**Instructions for the task**
Go through the records below and report each line with "const" in it.

Records from a data source:

PR #88, opened 2024-11-05
Structuring and testing exercise 1

HaftamuKebedew:
London | Haftamu Kebedew |  Module-Structuring-and-Testing-Data-Sprint-1 | WEEK 1

## Learners, PR Template

Self checklist

## Changelist

Briefly explain your PR.
I completed the questions included in the Exercises, Errors, and Interpret folders in Sprint-1. I try to answer all of the Javascript files in this folder.So please take a look, and I would appreciate a feedback.
## Questions

In this activity, I saw some functions as replace, subString, slice, and Math.round. Can we write our own functions as well?

### DIFF
--- a/Sprint-1/errors/3.js
+++ b/Sprint-1/errors/3.js
@@ -1,4 +1,4 @@
-const cardNumber = 4533787178994213;
+const cardNumber = '4533787178994213';
 const last4Digits = cardNumber.slice(-4);
 
 // The last4Digits variable should store the last 4 digits of cardNumber
@@ -7,3 +7,10 @@ const last4Digits = cardNumber.slice(-4);
 // Then run the code and see what error it gives.
 // Consider: Why does it give this error? Is this what I predicted? If not, what's different?
 // Then try updating the expression last4Digits is assigned to, in order to get the correct value
+ console.log(last4Digits)
+
+/*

**Output**
-const cardNumber = 4533787178994213;
+const cardNumber = '4533787178994213';
 const last4Digits = cardNumber.slice(-4);
@@ -7,3 +7,10 @@ const last4Digits = cardNumber.slice(-4);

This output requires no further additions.